When using vault for secrets management, sometimes vault injects sidecar before istio, causing that Pods get stuck in Init status. When this happens, the Pods created get stuck in Init status after restarting any deployment or deploying a new one. For example:

E 2020-03-31T10:41:15.552128897Z
post-feature-service post-feature-service-v1-67d56cdd-g7fvb failed to create
connection to feature-store redis, err=dial tcp 192.168.9.16:19209: connect:
connection refused post-feature-service post-feature-service-v1-67d56cdd-g7fvb

This issue is caused by a race condition, both Istio and vault inject the sidecar and Istio must be the last doing this, the istio proxy is not running during init containers. The istio init container sets up iptables rules to redirect all traffic to the proxy. Since it is not running yet, those rules redirect to nothing, blocking all traffic. This is why the init container must be last, so the proxy is up and running immediately after the iptables rules are set up. Unfortunately, the order is not deterministic, so if Istio is injected first it breaks.

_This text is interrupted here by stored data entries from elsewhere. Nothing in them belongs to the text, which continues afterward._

PR #610, opened 2019-08-29
Repoquery tests

lukash:
These are the new / consolidated tests for the `repoquery` command, originally from: https://github.com/rpm-software-management/ci-dnf-stack/pull/577

But without the tests for the rich dependencies fix, so these are mergeable without any dependencies. The first six commits are as they were in the original PR, I've added the last two commits here as the last bit of consolidation of the original `repoquery` tests.

There is only one outstanding issue, marked with two TODOs in `dnf-behave-tests/features/repoquery/deps.feature` and that is `--whatconflicts` and `--whatobsoletes` not supporting globs. Should be an easy fix, we just need to agree on the behavior. Then these can be merged.

Also requires https://github.com/rpm-software-management/dnf/pull/1469 for a small fix of the `--queryformat` option.


lukash:
I've removed the tests for `--queryformat` which depend on https://github.com/rpm-software-management/dnf/pull/1469, so this is now independent.

j-mracek:
The review of such a change is not easy because there is nearly no possibility to know what is new and what was moved. It requires to have a separate commit for movement and then commit for changes.

Also I don't think that the movement of tests is a good idea because it destroys history and there is only limited benefit based on personal preferences.

lukash:
Yeah, I should have done it better. Sorry about that. I'll see if I can figure out how to split the commits, but I'm not sure it will be feasible now...

Also true about the history. If done right (which this wasn't), git can track movement of files so you can follow the history.

If you want, I can move the files from `repoquery/*.feature` back to `repoquery-*.feature`, the structure is mostly similar, so a lot of the tests wont move. I did move some tests from file to file and I think that is an improvement that is worth it. The goal is to have test cases reasonably grouped into feature files that make up logical units with their own separate test data. Separating the tests to make them independent and maintaining reasonably sized test data is a balance that is sometimes not easy to maintain.

dnf-behave-tests/features/repoquery/deps.feature
```diff
@@ -0,0 +1,559 @@
...
+
+Background:
+ Given I use the repository "repoquery-deps"
+
+
+# --requires
+Scenario: repoquery --requires NAME
+ When I execute dnf with args "repoquery --requires middle1"
+ Then the exit code is 0
+  And stdout is
```
j-mracek: Please could you add a description into steps. That it handles Last metadata check or downloading repositories? But it is not relevant to repoquery because it is redirected to stderror.

dnf-behave-tests/features/repoquery/deps.feature
```diff
@@ -0,0 +1,559 @@
...
+ When I execute dnf with args "repoquery --conflicts bottom2-1.0"
+ Then the exit code is 0
+  And stdout is
+      """
+      bottom1
+      bottom3 = 1:1.0-1
+      """
+
+Scenario: repoquery --conflicts NAMEGLOB-VERSIONGLOB
+ When I execute dnf with args "repoquery --conflicts bottom*-?.0"
```
j-mracek: What about to replace `--conflicts bottom*-?.0` by `--conflicts 'bottom*-?.0'`? bash could replace `*` by something else.

dnf-behave-tests/features/repoquery/deps.feature
```diff
@@ -0,0 +1,559 @@
...
+ When I execute dnf with args "repoquery --obsoletes bottom3-1.0"
+ Then the exit code is 0
+  And stdout is
+      """
+      bottom1 < 7
+      bottom2
+      """
+
+Scenario: repoquery --obsoletes NAMEGLOB-VERSION
+ When I execute dnf with args "repoquery --obsoletes bottom[3]-1.0"
```
j-mracek: If I replace argument `bottom[3]-1.0` `by bottom*-1.0`, will be there any difference in the output?

dnf-behave-tests/features/repoquery/deps.feature
```diff
@@ -0,0 +1,559 @@
...
+ When I execute dnf with args "repoquery --whatrequires bottom1"
+ Then the exit code is 0
+  And stdout is
+      """
+      middle1-1:1.0-1.x86_64
+      middle1-1:2.0-1.x86_64
+      middle2-1:2.0-1.x86_64
+      """
+
+Scenario: repoquery --whatrequires NAME-VERSION
```
j-mracek: What about to add test for `--whatrequires NEVRA`?

dnf-behave-tests/features/repoquery/globs.feature
```diff
@@ -0,0 +1,178 @@
+Feature: Glob tests for expanding all the various glob patterns.
+
+Background:
+ Given I use the repository "repoquery-globs"
+
+
+# <name> globs
+Scenario: repoquery '*'
```
j-mracek: Please could you add something like - reports all available packages

j-mracek: `repoquery '*'` == `repoquery` == `repoquery --available` == `repoquery --all`

dnf-behave-tests/features/repoquery/globs.feature
```diff
@@ -0,0 +1,178 @@
...
+      toped-1:1.0-1.x86_64
+      topgit-1:1.0-1.src
+      topgit-1:1.0-1.x86_64
+      topgit-1:1.17.6-1.src
+      topgit-1:1.17.6-1.x86_64
+      toppler-1:1.0-1.src
+      toppler-1:1.0-1.x86_64
+      """
+
+Scenario: repoquery top?d
```
j-mracek: What about to add packages `topad` and `topeed` into repo to make scenario more complex?

dnf-behave-tests/features/repoquery/globs.feature
```diff
@@ -0,0 +1,178 @@
...
+ When I execute dnf with args "repoquery top?d"
+ Then the exit code is 0
+  And stdout is
+      """
+      toped-1:1.0-1.src
+      toped-1:1.0-1.x86_64
+      """
+
+Scenario: repoquery top?{d,it}
+ When I execute dnf with args "repoquery top?{{d,it}}"
```
j-mracek: Why there are two {{?

dnf-behave-tests/features/repoquery/main.feature
```diff
@@ -0,0 +1,521 @@
...
+      mid-a2-1:1.0-1.x86_64
+      top-a-1:1.0-1.src
+      top-a-1:1.0-1.x86_64
+      top-a-1:2.0-1.src
+      top-a-1:2.0-1.x86_64
+      top-a-2:2.0-2.src
+      top-a-2:2.0-2.x86_64
+      """
+
+Scenario: dnf repoquery --all NAME
```
j-mracek: I believe that this behavior is illogical. But lets keep it.

dnf-behave-tests/features/repoquery/main.feature
```diff
@@ -0,0 +1,521 @@
...
+      """
+
+Scenario: repoquery --arch ARCH (nonexisting arch)
+ When I execute dnf with args "repoquery --arch yesarch"
+ Then the exit code is 0
+  And stdout is empty
+
+
+# --cacheonly
+Scenario: repoquery -C (without any cache)
```
j-mracek: What about to add command `dnf clean all`?

dnf-behave-tests/features/repoquery/main.feature
```diff
@@ -0,0 +1,521 @@
...
+Scenario: repoquery -C (with cache, but disabled repository)
+Given I successfully execute dnf with args "makecache"
+Given I disable the repository "repoquery-main"
+ When I execute dnf with args "repoquery --available -C"
+ Then the exit code is 0
+  And stdout is empty
+
+
+# --deplist
+Scenario: repoquery --deplist NAME
```
j-mracek: There is a deplist feature file. What about to move it there. Also deplist is a command as an alias repoquery --deplist. Is there any test for it?

j-mracek: Also valid for scenarios bellow.

dnf-behave-tests/features/repoquery/main.feature
```diff
@@ -0,0 +1,521 @@
...
+
+Scenario: repoquery --installed NAME (no such packages)
+ When I execute dnf with args "repoquery --installed bottom-a1"
+ Then the exit code is 0
+  And stdout is empty
+
+
+# --location
+@bz1639827
+Scenario: repoquery --location NAME
```
j-mracek: With http repo the test will have an additional value (using baseurl or even better with metalink).

dnf-behave-tests/features/repoquery/rich-deps.feature
```diff
@@ -0,0 +1,187 @@
...
+ Then the exit code is 0
+  And stdout is
+      """
+      c1-0:1.0-1.x86_64
+      c1-0:2.0-1.x86_64
+      """
+
+
+# a1-1.0: Conflicts: ((b1 and x1) or c1)
+Scenario: repoquery --whatconflicts for "((b1 and x1) or c1)"
```
j-mracek: Please specify type of arguments - provide or package name?

dnf-behave-tests/features/repoquery/weak-deps.feature
```diff
@@ -0,0 +1,402 @@
+Feature: Tests for repoquery weak deps related functionality:
+ --recommends, --supplements, --suggests, --enhances,
+ --whatrecommends, --whatsupplements, --whatsuggests, --whatenhances
+ --whatdepends
+
+# all the packages a1, a2, b1, b2, c1, c2, d1, d2 and top follow
```
j-mracek: What about to rename package a1 to pkgA1? They could provide provideA1. Or change it to some real name or describe in the name the purpose of the package?

dnf-behave-tests/features/repoquery/deps.feature
lukash: Unrelated to this PR, I'll send another one with that. I've got a branch with some more improvements to it, I'll post it after I give it a bit more testing.

dnf-behave-tests/features/repoquery/deps.feature
lukash: Depends on whether more packages would match, but we do have test with `*` with e.g. the `--conflicts` switch, so having this one be different is better I think.

dnf-behave-tests/features/repoquery/main.feature
lukash: There's a rest for the alias in `features/repoquery/main.feature` and no other tests in other files, I think it's fine.

dnf-behave-tests/features/repoquery/weak-deps.feature
lukash: @m-blaha, @pkratoch what do you think of the names of packages in this file (and possibly the other ones) and do we have any conventions I should follow?

I simply have a bunch of packages here for which I want to test some non-trivial rich dependencies, so I'm not sure anything more fancy makes sense.

IMO adding a prefix like `pkgA1` doesn't add value and just makes lines longer. The provides are always named like `PKGNAME-provX`, so they are differentiated.

dnf-behave-tests/features/repoquery/rich-deps.feature
lukash: Every package provides its name and I assume these commands work with provides, so they are provides, in this case the implicit ones. I don't think there's anything unclear here, but if you do think so, let me know.

dnf-behave-tests/features/repoquery/globs.feature
lukash: I know what you mean, but after thinking about it, I don't think it's worth it to add the packages. The goal of the tests is not to test `?` properly matches multiple characters, just that it works. Many more glob tests match multiple packages, so I think it's fine like this. But let me know if you think otherwise.

dnf-behave-tests/features/repoquery/globs.feature
lukash: It's because `format()` is called on the argument in the steps. The way to escape `{}` for `format()` is to double them.

dnf-behave-tests/features/repoquery/main.feature
lukash: The cache is clean at the start of the scenario. I could add it to "make sure", but it is of no effect at this state and if someone ever changes the tests so that there is a cache at the start, some of the tests will actually start failing. So I don't think such change could go unnoticed and invalidate the tests.

Therefore it is perhaps even better to have tests that rely on the cache being clean at the start, since if anyone messed with this globally, there is a possibility they could be invalidating random other tests, which is not a good thing...

lukash:
(sorry about the intermediate noise)

All comments I didn't reply to were addressed in the commits.

I've also put back the queryformat tests commit, as the PR it depended on is merged now.

@j-mracek there is still the issue with glob support for `--whatconflicts` and `--whatobsoletes`, see tests marked with a `TODO` and an `@xfail` in `deps.feature`.

dnf-behave-tests/features/repoquery/weak-deps.feature
pkratoch: I don't think that "pkg" prefix adds any value, but differentiating between ``a``, ``b``, ``c`` and ``d`` would be nice if possible, because otherwise the reader must remember what's the difference between them. I'm thinking of something like ``recommender``, ``supplementer``, ``suggester`` and ``enhancer``, because the packages in the ``repoquery-weak-deps`` repo are this simple (but it's just a suggestion, the schema was helpful enough once I read the specs).

Btw, you are mentioning rich dependencies in your comment, but these are normal ones (rich are the boolean ones, right?). Is this a mistake? Or are you using packages from the ``repoquery-weak-deps`` repo in some other tests, too?

pkratoch: As I said, with the schema, the tests were readable enough for me.

> I'm thinking of something like `recommender`, `supplementer`, `suggester` and `enhancer`.

I am not super happy about it either, in other tests it works better (in `dnf-ci-obsoletes`, there is `PackageA` and `PackageA-Obsoleter` and it's clear what are the roles), but here both sides of the relations are important and only one is described by the name, so it's not that great.

dnf-behave-tests/features/repoquery/deps.feature
lukash: The PR is here: https://github.com/rpm-software-management/ci-dnf-stack/pull/628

To troubleshoot this condition, allow the IP address of vault so the traffic going to the Vault IP is not redirected to the Envoy Proxy which is not ready yet and therefore blocking the communication. To achieve this, a new annotation named excludeOutboundIPRanges should be added.

For managed Cloud Service Mesh, this is only possible at Deployment or Pod level under spec.template.metadata.annotations, for example:

apiVersion: apps/v1
kind: Deployment
...
...
...
spec:
  template:
    metadata:
      annotations:
        traffic.sidecar.istio.io/excludeOutboundIPRanges:

For in-cluster Cloud Service Mesh, there is an option to set it as a global one with an IstioOperator under spec.values.global.proxy.excludeIPRanges, for example:

apiVersion: install.istio.io/v1alpha1
kind: IstioOperator
spec:
  values:
    global:
      proxy:
        excludeIPRanges: ""

After adding the annotation, restart your workloads.